After formulating an experimental plan, we needed to have some datasets to run those experiments on. There are some requirements that classify a good dataset for this task: it must be non-trivial in size, needs to include a protective attribute (such as gender or race), and it must have some true ranking. While it is possible to find a datasets that satisfies two out of the three requirements, it becomes difficult to satisfy all of the requirements.
Encompassing a dataset from Rankit, list of Fifa 2018 players was added as a possibility. It contained 17981 players, has a protective attribute (age and nationality), and potentially has a true ranking. The true ranking can be based on goals scored, or money earned by the player. Some ranking data can also be found over this datasets, although it does not encompass all of the players.
Hospitals and doctors also have a significant amount of data, both attribute and entity-vise.

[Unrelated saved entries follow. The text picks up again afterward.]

PR #827, opened 2023-04-15
feat: add an invitations resource to manage org invitations.

chirino:
* added a GET api path to get a single invitation
* support creating an invitation by user name.


nerdalert (approved):
LGTM

PR #828, opened 2023-04-15
nexd: Set default service URL

russellb:
If nexd is run without a service URL, use a default URL that is set at
build time. If no `NEXODUS_BUILD_PROFILE` is set, it will use the `dev`
profile which will use the local dev service URL. The build profile can
be set to `qa` or `prod` which will set `qa.nexodus.io` or
`try.nexodus.io` as the default URLs.

For the `nexd` container image that gets published to quay.io and the
binary builds published to s3, they are now build with the `prod`
profile in CI.

For those using the rpm, update the default in the sysconfig file
to our public service. This would be the most likely config for an
install using the package.

This change also updates `nexctl` with the same behavior.

### DIFF
--- a/cmd/nexctl/main.go
+++ b/cmd/nexctl/main.go
@@ -24,6 +24,9 @@ const (
 // This variable is set using ldflags at build time. See Makefile for details.
 var Version = "dev"
 
+// Optionally set at build time using ldflags
+var DefaultServiceURL = "https://try.nexodus.io"
+
 var additionalPlatformCommands []*cli.Command = nil
 
 func main() {
@@ -40,7 +43,7 @@ func main() {
 			},
 			&cli.StringFlag{
 				Name:  "host",
-				Value: "https://api.try.nexodus.127.0.0.1.nip.io",
+				Value: DefaultServiceURL,
 				Usage: "Api server URL",
 			},
 			&cli.StringFlag{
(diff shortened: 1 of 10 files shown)


russellb:
I'm not sure why this PR triggered it, but I hit a specific failure on windows unit tests a few times in a row on here, so I pushed a fix for the failure to the same branch.

chirino:
Could we make our release builds change the defaultServiceURL to point at prod?  That way, if you do a local source build your get the local URL, but if you download the binaries from the website, they get defaulted to production?

russellb:
> Could we make our release builds change the defaultServiceURL to point at prod? That way, if you do a local source build your get the local URL, but if you download the binaries from the website, they get defaulted to production?

Yeah, I’ll do that.

chirino (approved):
LGTM

cmd/nexctl/main.go
```diff
@@ -24,6 +24,9 @@ const (
 // This variable is set using ldflags at build time. See Makefile for details.
 var Version = "dev"
 
+// Optionally set at build time using ldflags
+var DefaultServiceURL = ""
```
chirino, line 28: Could we set this to the production URL?  Just in case someone builds from source using `go install github.com/nexodus-io/nexodus/cmd/nexctl`

russellb: done

chirino (approved):

russellb:
@chirino this seems to be passing now

chirino (approved):
Lgtm

PR #829, opened 2023-04-16
Makefile: Ensure code gen runs before go-lint

russellb:
I got the following error on a build:

```
$ make -j all
  [OPENAPI CLIENT GEN] internal/docs/swagger.yaml
make: *** No rule to make target `/Users/rbryant/go/src/github.com/nexodus-io/nexodus/internal/api/public/model_models_add_invitation.go', needed by `dist/.go-lint-linux'.  Stop.
make: *** Waiting for unfinished jobs....
```

It looks like go-lint tried to run at the same time as the client code gen, and it caught it at a time when one of the generated files didn't exist. The fix included here has two parts:

* Make a default target for all of these generated files which depends on the target for `client.go`.

* Set the `client.go` target as an order-only dependency of the go-lint targets. The `openapi-client-gen` order-only pre-req was not sufficient, as the dependency checked was the go source. All generated source will now be seen as depending on the generation of `client.go`.

### DIFF
--- a/Makefile
+++ b/Makefile
@@ -92,7 +92,7 @@ go-lint-prereqs:
 		exit 1 ; \
 	fi
 
-dist/.go-lint-%: $(NEX_ALL_GO) | go-lint-prereqs gen-docs dist gen-openapi-client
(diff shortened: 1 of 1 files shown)


chirino (approved):
LGTM

PR #889, opened 2023-04-21
doc: document the design around the watch api

chirino:


docs/development/design/watch-api.md
```diff
@@ -0,0 +1,191 @@
+# Nexodus Device Watch API Implementation Notes
+
+## The Problem
+
+In order to connect or disconnect devices from a Nexodus managed organization, the list of all desired devices in the organization need replicated to all devices in the organization.  The `ListDevicesInOrganization` operation provides this list and can be accessed via the following REST call:
```
russellb, line 5:
```suggestion
In order to connect or disconnect devices from a Nexodus-managed organization, the list of all desired devices in the organization need to be replicated to all devices in the organization.  The `ListDevicesInOrganization` operation provides this list and can be accessed via the following REST call:
```

docs/development/design/watch-api.md
```diff
@@ -0,0 +1,191 @@
...
+
+`GET /api/organizations/{organization_id}/devices`
+
+The `nexd` agent would need to periodically poll this endpoint to get the current desired state from the API server and reconcile the device configuration to add or remove Wireguard peers endpoints as nessary.
+
+As the number of devices (N) in the organization increases, the the number of periodic API requests to `ListDevicesInOrganization` increases linearly.  The size of the reponse list also increases linearly.  Put those two together and you get the reponse bandwith to the API server increasing exponentially (N requests/polling interval x N device elements in the response).  This will clearly lead to scaling challenges with large organizations.
+
+This also has the problem that desired state changes recorded in the apiserver will not take effect immediatly since the `nexd` agents are likely in the middle of their poll interval, and wont poll the API server for a little while.
```
russellb, line 13:
```suggestion
This also has the problem that desired state changes recorded in the apiserver will not take effect immediately since the `nexd` agents are likely in the middle of their poll interval and won't poll the API server for a little while.
```

docs/development/design/watch-api.md
```diff
@@ -0,0 +1,191 @@
+# Nexodus Device Watch API Implementation Notes
+
+## The Problem
+
+In order to connect or disconnect devices from a Nexodus managed organization, the list of all desired devices in the organization need replicated to all devices in the organization.  The `ListDevicesInOrganization` operation provides this list and can be accessed via the following REST call:
+
+`GET /api/organizations/{organization_id}/devices`
+
+The `nexd` agent would need to periodically poll this endpoint to get the current desired state from the API server and reconcile the device configuration to add or remove Wireguard peers endpoints as nessary.
```
russellb, line 9:
```suggestion
The `nexd` agent would need to periodically poll this endpoint to get the current desired state from the API server and reconcile the device configuration to add or remove Wireguard peers endpoints as necessary.
```

docs/development/design/watch-api.md
```diff
@@ -0,0 +1,191 @@
...
+
+As the number of devices (N) in the organization increases, the the number of periodic API requests to `ListDevicesInOrganization` increases linearly.  The size of the reponse list also increases linearly.  Put those two together and you get the reponse bandwith to the API server increasing exponentially (N requests/polling interval x N device elements in the response).  This will clearly lead to scaling challenges with large organizations.
```
russellb, line 11:
```suggestion
As the number of devices (N) in the organization increases, the number of periodic API requests to `ListDevicesInOrganization` increases linearly.  The size of the response list also increases linearly.  Put those two together, and you get the response bandwidth to the API server increasing exponentially (N requests/polling interval x N device elements in the response).  This will clearly lead to scaling challenges with large organizations.
```

docs/development/design/watch-api.md
```diff
@@ -0,0 +1,191 @@
...
+
+This also has the problem that desired state changes recorded in the apiserver will not take effect immediatly since the `nexd` agents are likely in the middle of their poll interval, and wont poll the API server for a little while.
+
+## The Solution: The Watch style API
+
+Inspired by the Kubernetes List/Watch style APIs, the Nexodus `ListDevicesInOrganization` operation can be called with the `watch=true` query parameter.  Furthemore devices have been given a `revision` field that can be used to efficently make change tracking of devices possible.
```
russellb, line 17:
```suggestion
Inspired by the Kubernetes List/Watch style APIs, the Nexodus `ListDevicesInOrganization` operation can be called with the `watch=true` query parameter.  Furthermore, devices have been given a `revision` field that can be used to efficiently make change tracking of devices possible.
```

docs/development/design/watch-api.md
```diff
@@ -0,0 +1,191 @@
...
+
+If a client **watch** is disconnected then that client can start a new **watch** from the last returned `revision`; the client could also perform a fresh watch without specifying a revision and begin again.
+
+This has the effect of having better bandwith scaling characteristics since only change events are sent to N devices when the desired state changes.  If the devices are not actively joining and leaving the organization, this can be verly little bandwidth.  And even if they are joining and leaving at a constant rate, the bandwidth scales with N (not N x N).  In addition to the bandwidth savings, peer devices are pushed change events as soon as possible for processing which means they can converge on the desired state quicker than waiting for the next polling interval.
```
russellb, line 23:
```suggestion
This has the effect of having better bandwidth scaling characteristics since only change events are sent to N devices when the desired state changes.  If the devices are not actively joining and leaving the organization, this can be very little bandwidth.  And even if they are joining and leaving at a constant rate, the bandwidth scales with N (not N x N).  In addition to the bandwidth savings, peer devices are pushed change events as soon as possible for processing which means they can converge on the desired state quicker than waiting for the next polling interval.
```

docs/development/design/watch-api.md
```diff
@@ -0,0 +1,191 @@
...
+
+### Example
+
+When you use the `watch=true` query parameter the HTTP response body (served as `application/json;stream=watch`) consists of a series of JSON documents.  When you don't specify the the `revision` argument you will get all the devices in an organization like in a typical list requests followed by a `bookmark` event.
```
russellb, line 27:
```suggestion
When you use the `watch=true` query parameter, the HTTP response body (served as `application/json;stream=watch`) consists of a series of JSON documents.  When you don't specify the `revision` argument, you will get all the devices in an organization like in a typical list request followed by a `bookmark` event.
```

nerdalert (approved):
LGTM

docs/development/design/watch-api.md
```diff
@@ -0,0 +1,191 @@
...
+       "endpoint_local_address_ip4": "172.17.0.4",
+       "symmetric_nat": true,
+       "hostname": "device2",
+       "revision": 10247
+     }
+   }      
+   ...
+   ```
+
+In the above example, the client gets a bookmark event imediately indicating no changes had occured since revision 10245 but then a little while later a delete event is delivered.
```
russellb, line 92:
```suggestion
In the above example, the client gets a bookmark event immediately indicating no changes had occurred since revision 10245, but then a little while later a delete event is delivered.
```

docs/development/design/watch-api.md
```diff
@@ -0,0 +1,191 @@
...
+defer watch.Close()
+
+// get all the events..
+for {
+    kind, device, err := watch.Receive()    
+}
+
+```
+
+To simplify working against the event based *watch* operations we have implemented a Kubernetes style Informer API.
```
russellb, line 120:
```suggestion
To simplify working against the event-based *watch* operations we have implemented a Kubernetes-style Informer API.
```

docs/development/design/watch-api.md
```diff
@@ -0,0 +1,191 @@
...
+
+A Informer in essence is a local cached copy of the resources that clients are interested in. The local cache will be refreshed via the watch operation. But the use of the watch API is occurring asynchronously and hidden from the clients.
```
russellb, line 122:
```suggestion
An Informer, in essence, is a local cached copy of the resources that clients are interested in. The local cache will be refreshed via the watch operation. But the use of the watch API occurs asynchronously and is hidden from the clients.
```

docs/development/design/watch-api.md
```diff
@@ -0,0 +1,191 @@
...
+
+```go
+informer := client.DevicesApi.
+   ListDevicesInOrganization(context.Background(), orgID).
+   Informer()
+
+devices, _, err := informer.Execute()
+```
+
+Notice that result of `informer.Execute()` is the same as the traditional list style api.  Additionally an informer provides a chanel via `informer.Changed()` that you can use to wait for when you can call `informer.Execute()` to get a changed device list.
```
russellb, line 134:
```suggestion
Notice that the result of `informer.Execute()` is the same as the traditional list-style API.  Additionally, an informer provides a channel via `informer.Changed()` that you can use to wait for when you can call `informer.Execute()` to get a changed device list.
```

docs/development/design/watch-api.md
```diff
@@ -0,0 +1,191 @@
...
+            ... process the devices ....
+    }
+}
+```
+
+### Apiserver Implementation of `watch=true`
+
+The HTTP request handler servicing the `ListDevicesInOrganization` will:
+
+1. Create a **SignalBus** (described later in this do) subscription to `/devices/org={orgId}`
```
russellb, line 156:
```suggestion
1. Create a **SignalBus** (described later in this doc) subscription to `/devices/org={orgId}`
```

docs/development/design/watch-api.md
```diff
@@ -0,0 +1,191 @@
...
+2. Select matching devices from the DB.  It will force device results to be ordered by `revision` so that the last selected result has the highest revision.
+3. Each result will be sent to the client as independent JSON document.  This will continue until it gets an empty result set from the database.
```
russellb, line 158:
```suggestion
3. Each result will be sent to the client as an independent JSON document.  This will continue until it gets an empty result set from the database.
```

docs/development/design/watch-api.md
```diff
@@ -0,0 +1,191 @@
...
+4. At that point it will send the bookmark event the the clien
```
russellb, line 159:
```suggestion
4. At that point, it will send the bookmark event the the client
```

docs/development/design/watch-api.md
```diff
@@ -0,0 +1,191 @@
...
+5. Parks the go routine waiting for the http requent to be terminated or the **SignalBus** subcription to be notified.
```
russellb, line 160:
```suggestion
5. Parks the go routine waiting for the http request to be terminated or the **SignalBus** subscription to be notified.
```

docs/development/design/watch-api.md
```diff
@@ -0,0 +1,191 @@
...
+
+type Subscription interface { 
+    // You can wait on this channel to know when it's been signaled
+    Signal() <-chan bool
+    // close out the subscription.
+    Close()
+}
+```
+
+Since this interface does not hold events and even coalesces multiple Notify calls.  It results in always being non-blocking to the callers of Notify and always have a bounded amount of memory that it uses.
```
russellb, line 189:
```suggestion
Since this interface does not hold events and even coalesces multiple Notify calls, it results in always being non-blocking to the callers of Notify and always having a bounded amount of memory that it uses.
```

russellb (changes requested):
Thanks for the writeup! lgtm other than the spelling issues marked throughout.

chirino:
@russellb thanks for the review!  I really need a grammar checker!

russellb:
> @russellb thanks for the review! I really need a grammar checker!

I use Grammarly. It’s great but I’m not sure others appreciate it when I’m reviewing docs. 😆

russellb (approved):

PR #890, opened 2023-04-22
Use nexctl to validate connectivity in qa

nerdalert:
- On bulk simultaneous joins, IPAM is skipping some addresses for a tbd reason. Using `nexctl connections` probes peers so makes more sense to use and validate in the process.


chirino (approved):
lgtm

PR #894, opened 2023-04-24
bump: the grafana version to v5.0.0-rc1

chirino:


dave-tucker:
Why do we need to use the v5 RC?

chirino:
@dave-tucker mentioned we can't upgrade the version used in our clusters.. so closing for now.

chirino:
Looks like grafana is not installed in the qa/prod env anyways.

dave-tucker (changes requested):

dave-tucker:
I've rolled this into #910 so will close this one for now.

PR #906, opened 2023-04-24
Remove install script

russellb:
We have outgrown the install script for most cases. The preferred install methods are by RPM (for Fedora), with Brew (for Mac), or by downloading prebuild binaries for the rest.

We should put our energy into expanding package availability, while also ensuring that it's so easy to use that downloading a binary is enough to get started.


chirino (approved):
LGTM

PR #910, opened 2023-04-25
Monitoring Overhaul

dave-tucker:
This replaces #894 

Changes within this patchset are:

From @chirino:
- Bump Grafana Operator to v5.0.0-RC1
- Add new Grafana CRDs to satisfy our kube-lint job

I've then added an overhaul of the monitoring stack which works as follows:

In development we need to deploy operators for this stack to work.
`deploy/observability-operators` deploys these to the `observability` namespace - for no other reason than that's the default for one or more of the operators in question.

In production/QA, the operators are installed for us so we don't need to worry.

The `monitoring` component of the `nexodus` stack has been factored out into `deploy/nexodus-monitoring`.
This will deploy monitoring components into the `nexodus-monitoring` namespace.
This allows for monitoring only the `nexodus` namespace for local development, but we may monitor both `nexodus` and `nexodus-qa` in our ROSA deployment.

Since prometheus, grafana and jaeger will be in their own namespace, we're less likely to hit resource quota issues in qa/prod.

## ROSA

The `rosa` deployment hasn't been tested yet.
We need to open issues to make sure the required operators are installed first, plus we'll need to set up and ArgoCD job for the monitoring stack.

## Jaeger

1. In dev we should set `apiserver` to always point at the OTLP endpoint that may or may not be reachable depending on whether or not the monitoring stack has been deployed. If this doesn't cause panics, great. Otherwise we'll need to manually patch the deployment and a commented out section has been left in the dev overlay for this purpose.
1. In QA/Prod, once ArgoCD has been set up it's safe to assume that the endpoint is reachable so this can always be set.


dave-tucker:
Issue to discuss the OpenShift side of this: https://github.com/redhat-et/rosa-apps/issues/64

deploy/nexodus-monitoring/base/prometheus-service.yaml
```diff
@@ -2,13 +2,11 @@ apiVersion: v1
 kind: ServiceAccount
 metadata:
   name: prometheus
-  namespace: observability
 ---
 apiVersion: rbac.authorization.k8s.io/v1
 kind: ClusterRole
```
chirino, line 7: Are we going to be able to create cluster roles in the rosa cluster?

chirino: I think we will run into the following:
image

dave-tucker: Not sure. I've moved this into the `dev` overlay for now.
Not sure whether we'll need service accounts, RBAC and all that goodness for ROSA.

dave-tucker: Update: Looks like OpenShift only needs the `ServiceMonitor` - assuming we use OpenShift Metrics - so we'd just keep that in the `base` and move the `Prometheus` object over to the `dev` overlay.
I'll hold off doing that in this PR though as there are probably lots of other things we'll find out in discussion with the folks running the ROSA cluster - i.e they may want to install the prom operator (or may have already done so for another project).

chirino (approved):
LGTM..  I think this is likely to take a few trail and error attempts before we get it all locked in.

PR #914, opened 2023-04-25
bump: required go version 

chirino:
and switch to our fork of the golang.zx2c4.com/wireguard module


russellb:
We're going to have to drop Fedora 27 support before we can move to Go 1.20. I don't mind doing that since Fedora 38 is now GA.

russellb:
I dropped f37 support, so this should be unblocked

russellb (approved):

russellb:
@Mergifyio rebase

PR #915, opened 2023-04-25
mergify: Enforce actionlint check

russellb:
When the github actions config is changed, enforce that the `actionlint` check was successful before automatically merging the PR.


nerdalert (approved):
LGTM

PR #917, opened 2023-04-26
Remove zone from the remaining docs and flags

nerdalert:
- Also added a gitignore line for each cmd directory.


nerdalert:
In theory I would have thought this would work for the gitignore but it doesn't:
```
cmd/**/*
!cmd/**/*.go
```

I know make dist resolves it but old habits die hard. I need this one.

russellb (approved):

PR #935, opened 2023-04-29
ci: Use go 1.20 in publish-rpms

russellb:
Use the common Go env setup for the publish-rpms job. It was still
using Go 1.19, so rpm builds were broken.


nerdalert (approved):
LGTM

However, finding a true ranking might prove to be impossible.
Taking into account the feedback received from the our mentors, we updated the section analyzing the outcome of the online user study. We updated the machine learning section to include more references and added more charts to the whole paper.
The team also discussed the next steps and observed new features to be implemented.
With the Rankit paper submitted, it was time for me to change gears and dive into the research with MaryAnn.
For me, this week revolved around getting up to speed with the fair ranking research. I read over the current in progress fair ranking paper and attended meetings where MaryAnn and Caitlin helped familiarize me with the code base and research that they've completed.